PR #3863, opened 2024-09-26
fix: bundledDependencies are silently ignored by NPM

rix0rrr:
Certain versions of npm (at least my tested version, `10.8.2`) silently refuse to bundle a dependency if it doesn't occur in `dependencies`, and `dependencies` only. Specifically, if it also occurs in `devDependencies`, `npm pack` will just silently not bundle the directory.

Add a check for that to prevent users from falling into this trap.

Also add a clarification on the `peerDependencies` check. It makes sense, but it took me longer than should be necessary to understand, and I like the computer to explain things to my peanut-sized brain 😉.

---

### DIFF
--- a/src/javascript/node-package.ts
+++ b/src/javascript/node-package.ts
@@ -1257,7 +1257,7 @@ export class NodePackage extends Component {
           // `dependencies` and `dependencies` only.
           if (depDecls.some((d) => d.type === DependencyType.BUILD)) {
             throw new Error(
-              `unable to bundle "${name}": it cannot appear as a devDependency (certain versions of NPM will silently fail to bundle it if it is)`
+              `unable to bundle "${name}": it cannot appear as a devDependency (only prod dependencies are bundled, and any dependency appearing as a devDependency is considered to be not a prod dependency)`
             );
           }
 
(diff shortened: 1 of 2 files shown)


src/javascript/node-package.ts
```diff
@@ -1245,13 +1245,19 @@ export class NodePackage extends Component {
...
+              `unable to bundle "${name}": it cannot appear as a peer dependency (bundled would always take precedence over peer)`
+            );
+          }
+
+          // I've observed that at least npm 10.8.2 will silently fail to bundle
+          // a dependency if it is [also] part of `devDependencies`. It must exist in
+          // `dependencies` and `dependencies` only.
+          if (depDecls.some((d) => d.type === DependencyType.BUILD)) {
+            throw new Error(
+              `unable to bundle "${name}": it cannot appear as a devDependency (certain versions of NPM will silently fail to bundle it if it is)`
```
mrgrain, line 1260:
```suggestion
              `unable to bundle "${name}": it cannot appear as a devDependency (only prod dependencies are bundled, and any dependency appearing as a devDependency is considered to be not a prod dependency)`
```

mrgrain (approved):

__________

# YOUR OBJECTIVE
Reproduce the records above exactly as they appear.

# TASK ANSWER
PR #3863, opened 2024-09-26
fix: bundledDependencies are silently ignored by NPM

rix0rrr:
Certain versions of npm (at least my tested version, `10.8.2`) silently refuse to bundle a dependency if it doesn't occur in `dependencies`, and `dependencies` only. Specifically, if it also occurs in `devDependencies`, `npm pack` will just silently not bundle the directory.

Add a check for that to prevent users from falling into this trap.

Also add a clarification on the `peerDependencies` check. It makes sense, but it took me longer than should be necessary to understand, and I like the computer to explain things to my peanut-sized brain 😉.

---

### DIFF
--- a/src/javascript/node-package.ts
+++ b/src/javascript/node-package.ts
@@ -1257,7 +1257,7 @@ export class NodePackage extends Component {
           // `dependencies` and `dependencies` only.
           if (depDecls.some((d) => d.type === DependencyType.BUILD)) {
             throw new Error(
-              `unable to bundle "${name}": it cannot appear as a devDependency (certain versions of NPM will silently fail to bundle it if it is)`
+              `unable to bundle "${name}": it cannot appear as a devDependency (only prod dependencies are bundled, and any dependency appearing as a devDependency is considered to be not a prod dependency)`
             );
           }
 
(diff shortened: 1 of 2 files shown)


src/javascript/node-package.ts
```diff
@@ -1245,13 +1245,19 @@ export class NodePackage extends Component {
...
+              `unable to bundle "${name}": it cannot appear as a peer dependency (bundled would always take precedence over peer)`
+            );
+          }
+
+          // I've observed that at least npm 10.8.2 will silently fail to bundle
+          // a dependency if it is [also] part of `devDependencies`. It must exist in
+          // `dependencies` and `dependencies` only.
+          if (depDecls.some((d) => d.type === DependencyType.BUILD)) {
+            throw new Error(
+              `unable to bundle "${name}": it cannot appear as a devDependency (certain versions of NPM will silently fail to bundle it if it is)`
```
mrgrain, line 1260:
```suggestion
              `unable to bundle "${name}": it cannot appear as a devDependency (only prod dependencies are bundled, and any dependency appearing as a devDependency is considered to be not a prod dependency)`
```

mrgrain (approved):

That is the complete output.